À commencer par la baisse de la demande : « Depuis 2008 et jusqu’à la crise sanitaire, le pouvoir d’achat progressait peu, de 0,4 % en moyenne par an, analyse Gildas Minvielle, économiste à l’Institut français de la mode (IFM). S’est ajouté à cela un nouveau contexte économique difficile après 2022. Or les arbitrages des consommateurs se font au détriment des achats de vêtements. » De telle sorte qu’entre 2019 et 2023, les ventes ont chuté de 5,6 %, estime l’IFM.

Un marché ultra-concurrentiel

Mais les raisons de la crise se trouvent surtout du côté de l’offre, de plus en plus concurrencée par l’arrivée de nouveaux acteurs et de nouvelles manières de consommer. « Le marché est devenu beaucoup plus violent, témoigne Pierre Talamon, président de la Fédération nationale de l’habillement. La France a attiré beaucoup d’enseignes, arrivées par vagues. »

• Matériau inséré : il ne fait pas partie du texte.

PR #631, opened 2021-11-29
Migrate to pytest

cphyc:
nose is not being developed anymore. In particular, it doesn't work with Python 3.10 (see #626) and will probably never work with future versions.

This is a first stab at migrating to pytest.

Note that pytest reports all warnings it encounters and has the ability to treat them as errors. I haven't activated this functionality at the moment, but it allowed me to catch many of them (in part due to some numpy deprecated features).
I have also replaced `type(foo) is Bar` by `isinstance(foo, Bar)` where it seemed correct to do so.


.github/workflows/build-test.yaml
```diff
@@ -24,32 +24,49 @@ jobs:
...
+      run: python -m pytest tests/ramses_new_ptcl_format_test.py tests/ramses_test.py --junitxml=pytest_noshmem.xml
 
+    - name: Upload Unit Test Results
+      if: always()
+      uses: actions/upload-artifact@v2
+      with:
+        name: Unit Test Results (Python ${{ matrix.python-version }})
+        path: ${{ github.workspace }}/**/pytest*.xml
+
+  event_file:
```
cphyc, line 64: As a bonus: it is relatively easy to upload the build results of pytest to Github actions using the following (and the `upload-unit-test-results.yaml` workflow below).

pynbody/bridge/_bridge.pyx
```diff
@@ -50,8 +50,7 @@ def bridge(npc.ndarray[integral_1, ndim=1] iord_to,
             output_index[i] = 0
             found_match[i] = 0 # false
 
-    return (output_index, found_match.astype(np.bool))
-
+    return (output_index, found_match.astype(bool))
```
cphyc, line 53: Note: `np.bool` and `np.int` have been deprecated in favour of `bool` and `int` respectively.
See https://numpy.org/devdocs/release/1.20.0-notes.html#using-the-aliases-of-builtin-types-like-np-int-is-deprecated.

pynbody/gravity/__init__.py
```diff
@@ -1,5 +1 @@
-import imp
-import numpy as np
-
 from . import calc
-imp.reload(calc)
```
cphyc, line 5: The `imp` library has been deprecated in favour of `importlib`, but I couldn't find any reason why we were reloading the .so files?

pynbody/halo/ahf.py
```diff
@@ -363,7 +363,7 @@ def _load_ahf_halos(self, filename):
         f = util.open_(filename,"rt")
         # get all the property names from the first, commented line
         # remove (#)
-        keys = [re.sub('\([0-9]*\)', '', field)
+        keys = [re.sub(r'\([0-9]*\)', '', field)
```
cphyc, line 366: Here and in the following, there were many warnings due to invalid escape sequences (e.g. `\(` is an invalid escape sequence). This is fixed by adding the `r` before the string.

pynbody/halo/rockstar.py
```diff
@@ -243,7 +243,7 @@ def __init__(self, sim, dummy=False, filename=None, format_revision=None, **kwar
             raise IOError("Halo catalogue not found -- check the file name of catalogue data or try specifying a catalogue using the filename keyword")
 
         with f:
-            self._head = np.fromstring(f.read(self.head_type.itemsize),
+            self._head = np.frombuffer(f.read(self.head_type.itemsize),
```
cphyc, line 246: The numpy doc recommends using `np.frombuffer` when reading-in binary data (as is the case here). See https://numpy.org/doc/stable/reference/generated/numpy.fromstring.html.

pynbody/halo/ahf.py
```diff
@@ -317,7 +317,7 @@ def _load_ahf_particle_block(self, f, nparts=None):
             if self._use_iord:
                 data = self._iord_to_fpos[data]
             else:
-                if type(self.base) is not snapshot.nchilada.NchiladaSnap:
+                if not isinstance(self.base, snapshot.nchilada.NchiladaSnap):
```
cphyc, line 320: There are multiple places where the syntax `if type(foo) is Bar` was used, where it could be `if isinstance(foo, Bar)`.
The former does not work with subclasses while the latter do. I have replaced the ones that appeared to fall in the second category.

pynbody/snapshot/__init__.py
```diff
@@ -957,23 +957,23 @@ def _transform(self, matrix):
     def rotate_x(self, angle):
         """Rotates the snapshot about the current x-axis by 'angle' degrees."""
         angle *= np.pi / 180
-        return self.transform(np.matrix([[1,      0,             0],
-                                         [0, np.cos(angle), -np.sin(angle)],
-                                         [0, np.sin(angle),  np.cos(angle)]]))
+        return self.transform(np.array([[1,      0,             0],
```
cphyc, line 960: From numpy's doc (https://numpy.org/doc/stable/reference/generated/numpy.matrix.html):
>It is no longer recommended to use this class, even for linear algebra. Instead use regular arrays. The class may be removed in the future.

tests/snapshot_test.py
```diff
@@ -103,12 +95,8 @@ def test_derived_array():
     f['vr']
     assert 'vr' in f.keys()
 
-    try:
+    with pytest.raises(ValueError):
```
cphyc, line 98: The following line only raises a `ValueError`, and neither a `RuntimeError` or a `TypeError`, so only catch the former.

tests/sph_image_test.py
```diff
@@ -21,7 +26,23 @@ def setup():
     f.gas['smooth']=(f.gas['mass']/f.gas['rho'])**(1,3)
     f.physical_units()
 
-def test_images():
+@pytest.fixture
```
cphyc, line 29: Note: in this file, the tests use fixtures (which are passed as arguments to the test functions). Note that I could also have updated the old versions to use the absolute path (`test_folder / "..."`) with the same end result.

apontzen:
Thanks for all this work. I don't propose to do a complete line-level review since it is such a big diff. Are there particular things you think would be worth checking over?

cphyc:
There are two thinkgs:
1. A "breaking" change is the replacement of the `type(something) is SomeClass` into `isinstance(something, SomeClass)`. There were locations where the latter seemed to be preferable (as it allows for subclasses to pass the test).
2. We should make sure that the PR hasn't removed any test (i.e. the number of tests now equal the number of tests before). This should be fine as far as my verifications went, but it may be useful to check it independently?

cphyc:
@apontzen I rebased this PR to remove as much as possible and get a more minimalistic migration. This should now be reasonably easier to go through, but note that the warnings I was fixing previously aren't fixed anymore (it'll come in a second batch).

apontzen:
@cphyc Thanks! I had a look through the changes and verified that (1) the number of tests hasn't changed and (2) I agree with your reasoning on the potentially breaking changes you mentioned. So I'll be happy to merge this once you are ready.

cphyc:
It's ready to go on my side!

Il y a d’abord eu la mode rapide à la fin des années 1990, avec des géants comme l’espagnol Zara et le suédois H & M. Suivie de la mode ultra-rapide, avec l’irlandais Primark au cours des années 2010 puis les plateformes chinoises Shein et Temu ces cinq dernières années. « Celles-ci ont rudement diminué les prix, proposant une offre low cost trois fois moins chère que le milieu de gamme. Le rapport qualité/prix de Camaïeu ne tenait plus comparé à celui de Kiabi ou Shein », complète Gildas Minvielle, qui estime que « ces petits prix expliquent aussi le succès de la seconde main ».

À la différence de ces nouveaux acteurs le plus souvent accessibles via Internet, les enseignes du milieu de gamme ont manqué la marche de la numérisation. « Vers 2015, lorsqu’il fallait mettre le paquet sur le numérique, ces marques ont continué d’ouvrir des magasins, explique l’économiste de l’IFM. Aujourd’hui, on assiste à la correction de ce marché hypertrophié, et dont les salariés paient le prix. »

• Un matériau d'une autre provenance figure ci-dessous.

PR #633, opened 2021-12-01
Lazy RAMSES & AdaptaHOP loading

cphyc:
This allows loading faster RAMSES snapshot by:

- delaying the particle counting to when it is actually required (i.e. quite late);
- use custom-made routines to count the number of gas cells and particles that do this and only this (instead of relying of general-purpose iterators that also read particles families or cell positions).

The above improvement allows to load AdaptaHOP catalogs much faster
- implemented a `index_parent` kwa on creation of an AdatapHOP dataset that allows loading quickly the halo catalogue (but halo objects don't have access to their parent).

| Action                        | Timing (`master`)  | Timing (`f.halo(index_parent=False)`) | Timing (`f.halo(index_parent=True`) |
| ----------------------- | ----------------- | ---------------| ------ | 
| `f = load(...)`                |       7.4s                   |     0.6s  | 0.6s |
| `f = load(...); f.dm`       |       7.1s                   |      7.3s | 7.3s |
| `f = load(); f.halos()`    |       7.5s                   |    0.8s       | 0.8s | 
| `f = load(); h = f.halos(); h[1].properties`    |        29.6s   |    0.8s*   | 29.3s | 
 
*: h[1] cannot access its parent snapshot data, i.e. h[1]["pos"]  won't work, which allows for the massive speedup


pynbody/halo/__init__.py
```diff
@@ -25,6 +25,37 @@
 
 logger = logging.getLogger("pynbody.halo")
 
+class SimpleHalo(snapshot.ContainerWithPhysicalUnitsOption):
```
apontzen, line 28: I'm not sure I understand the difference between this and `DummyHalo`. Could it be explained somehow (is there perhaps a better name?)

pynbody/halo/adaptahop.py
```diff
@@ -71,7 +70,7 @@ class BaseAdaptaHOPCatalogue(HaloCatalogue):
     _halo_attributes_contam = tuple()
     _header_attributes = tuple()
 
-    def __init__(self, sim, fname=None, read_contamination=None, longint=None):
+    def __init__(self, sim, fname=None, read_contamination=None, longint=None, index_parent=True):
```
apontzen, line 73: Suggest adding a docstring to explain these various options

pynbody/halo/adaptahop.py
```diff
@@ -102,9 +102,7 @@ def __init__(self, sim, fname=None, read_contamination=None, longint=None):
         # Call parent class
         super(BaseAdaptaHOPCatalogue, self).__init__(sim)
 
-        # Initialize internal data
-        self._base_dm = sim.dm
-
+        self._sim = sim  # prevent garbage collection
```
apontzen, line 105: I suspect there is a reason why the original class stored `sim.dm` rather than `sim` itself. Specifically, `pynbody` recreates a new object every time `sim.dm` is called, which may be inefficient and/or lead to confusion (since generally `sim.dm is sim.dm` may evaluate as `False`!)

Possible that this doesn't actually matter here, but just wanted to check it had been thought through.

apontzen (commented):
Looks good, here are some small suggestions before merge

cphyc:
I realised there already is a similar mechanism for rockstar using a different approach. I will factorize it, but I'm switching the PR to draft in the meantime.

Des sociétés fragilisées par leurs propriétaires

Outre les logiques du marché, les professionnels pointent du doigt la mauvaise santé financière de certains propriétaires d’enseignes. Aux premières loges de ces critiques : l’homme d’affaires Michel Ohayon qui, pour constituer son empire, a acheté plusieurs entreprises en difficulté comme Camaïeu, Gap et Go Sport pour un euro symbolique, promettant d’investir massivement et de sauvegarder l’emploi.

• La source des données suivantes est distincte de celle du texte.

PR #635, opened 2021-12-10
Cache unit conversion (13× speedup in halo catalogue access)

cphyc:
When converting units from a halo catalogue, a *lot* of time is spent doing the `dimensional_project` operation. This PR adds support for a caching mechanism to speed things up.

| Action | Time before (s) | Time with 783033a (s) | Time with 3f4f171   (s) |
|---|--|--|--|
| `f = pynbody.load(…)`| 2 | 2 | 2 |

« On est en droit de se demander si les stratégies financières de ce millionnaire ont été vraiment au service de ces commerces… », interroge Pierre Talamon. « C’est un secteur qui nécessite de la stabilité, une vision stratégique pérenne et des investissements dans l’avenir. Or, c’était le cadet de ses soucis », dénonce Gildas Minvielle.

Votée en première lecture le 14 mars, la loi pour réguler la mode ultra-rapide, accusée de concurrence déloyale via des prix cassés et d’inciter à la surconsommation, pourrait jouer un rôle dans la survie de ces enseignes du milieu de gamme selon Gildas Minvielle, ou bien dans leur extinction. « Soit on les aide à s’en sortir en corrigeant cette fausse concurrence et en les aidant à s’améliorer, conclut l’économiste, soit on les condamne, elles et les emplois qu’elles créent en France. »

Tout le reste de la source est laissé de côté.